# Just bought a Scirrocco GT tsi



## Jace (Oct 26, 2005)

After having the Lupo GTi for just over a year & having a lot of fun in it, I've finally took the plunge & bought a new car, not the Golf GTI I was originally looking for, but a SCIRROCCO GT 2.0Tsi.

2010 Scirrocco GT Tsi
Vienna Leather
RNS510 Satnav
19" Lugano wheels
Parking Sensors
& no doubt other option bits ive not spotted yet

1 owner from new, full original supplying dealer history.

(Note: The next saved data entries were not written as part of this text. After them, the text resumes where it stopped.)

PR #39, opened 2015-06-30
Fixed issue where the first type was always recognized as the global …

LMSDev:
…type. Not entirely about the detection method, but should do it. For assemblies where <Module> and other stuff is stripped, I had to add this to get Confuser to resolve properly. Nice project btw. - LMS

### DIFF
--- a/src/DotNet/ModuleDef.cs
+++ b/src/DotNet/ModuleDef.cs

Off to China for work on saturday for 2wks, so I wont be picking it up until my return, so super excited & already planning what mods I can add/make to it 

So far the list of mods is GTI Pedals, MK6 Cup holder cover, OEM LED number plate lights as well as a few other bits I've seen done.


----------



## VW Golf-Fan (Aug 3, 2010)

Haha, good choice Sir! :thumb:

Looks like my Golf that's parked next to it. 

Enjoy it.


----------



## Elliott19864 (May 11, 2008)

Very nice, really like these in the blue.


----------



## MidlandsCarCare (Feb 18, 2006)

Very nice! Enjoy!


----------



## AaronGTi (Nov 2, 2010)

Looking good mate love the interior.


----------



## efib (Sep 18, 2012)

Great car ! Take good care of it 


Sent from my iPhone using Tapatalk


----------



## fitz (Jul 25, 2009)

Interior is absolutely stunning!!


----------



## rob_vrs (Jan 4, 2012)

Lovely car, is exactly same as my mums except for her is diesel.

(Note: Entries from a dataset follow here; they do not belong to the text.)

PR #42, opened 2015-07-07
Added support for SNK

picrap:
Signature is different from PFX, so I changed the signature check.
(This is because I want to use the signature feature from ConfuserEx)


picrap:
Sorry I found some strange behavior. I'm closing this request right now, hoping to reopen it soon.

picrap:
My mistake, this was not necessary.

PR #44, opened 2015-08-08
DynamicBodyReader did not update method parameters which lead to wron…

grimaz:
…g body generation in some cases. Like starg_1 on .Read() appeared as starg null.


0xd4d:
Thanks.

PR #64, opened 2016-05-30
Removed check for empty body inside WriteMethodBodies

chaplin89:
Hi,
can I ask you what's the rationale behind this check? I've run into troubles because of that.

I see you after some OEM led number plate lights, i want some where you getting them from?


----------



## SteveTDCi (Feb 8, 2006)

Good choice


----------



## Ian-83 (Mar 28, 2011)

Nice car and nice spec. Have you brought it from Vindis VW in Sawston?


----------



## J1ODY A (Nov 28, 2008)

Nice looking car but didn't realise it only had 2 rear seats, they look much bigger from outside.

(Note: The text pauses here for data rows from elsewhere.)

PR #110, opened 2017-04-01
Add support for .NET Core build tools

kiootic:
As title

### DIFF
--- a/src/dnlib.csproj
+++ b/src/dnlib.csproj
@@ -16,6 +16,14 @@
     <SignAssembly>true</SignAssembly>
     <AssemblyOriginatorKeyFile>..\dnlib.snk</AssemblyOriginatorKeyFile>
   </PropertyGroup>
+  <PropertyGroup Condition="'$(OS)' != 'Windows_NT'">
+    <PublicSign>true</PublicSign>
+    <!-- Workaround for https://github.com/dotnet/sdk/issues/335 -->
+    <FrameworkPathOverride Condition="Exists('/usr/lib/mono/2.0-api')">/usr/lib/mono/2.0-api</FrameworkPathOverride>
+    <FrameworkPathOverride Condition="Exists('/usr/local/lib/mono/2.0-api')">/usr/local/lib/mono/2.0-api</FrameworkPathOverride>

Posted by tippy tap tippy tap a whapper slapper tippy tap a dapper crapper tipidy dipidy do day day!


----------



## 182_Blue (Oct 25, 2005)

Looking good Jace, i have pm'd you those part numbers


----------



## streaky (Dec 2, 2006)

As mentioned the interior looks cracking


----------



## VW STEVE. (Mar 18, 2012)

I like. Wish the GTI just had 2 back seats,the silly midle thing in my ED 30 is pointless.


----------



## 182_Blue (Oct 25, 2005)

Jace, let me know if you need some metal pedals too, i have just put some on the wifes car, only £49.99 + delivery from the Czech republic


----------



## robertdon777 (Nov 3, 2005)

Them pedals are much better, why they are standard on an Octavia and not the more expensive VW's is mad.

Can you get the rocket/eject type buttons like on the mk5 golf gti


----------



## -damon- (Aug 19, 2010)

at 1st i was not to keen on these but after driving one at work last week i have changed my mind,realy nice car to drive and they go pretty well to.


----------



## rob_vrs (Jan 4, 2012)

robertdon777 said:


> Them pedals are much better, why they are standard on an Octavia and not the more expensive VW's is mad.
> 
> Can you get the rocket/eject type buttons like on the mk5 golf gti


Cheaper octavia also has cruise control standard which scirocco doesn't either ha strange


----------



## robertdon777 (Nov 3, 2005)

Yeah but the Rocco looks ace, like a storm trooper. My Octavia looks like a 5 door euro box


----------



## Ian-83 (Mar 28, 2011)

I work for VW. Didn't like the Scirocco when it was first launched but now love it. Only thing let's it down to me is it sits a little high for my liking.


----------



## kevoque (Jan 16, 2012)

I lowered mine 40mm all round looks far better and put 19" alloys on it to big a gap between the arches and the wheels otherwise


----------



## RedUntilDead (Feb 10, 2009)

Really nice looking car these:thumb:


----------



## Jace (Oct 26, 2005)

Ian-83 said:


> Nice car and nice spec. Have you brought it from Vindis VW in Sawston?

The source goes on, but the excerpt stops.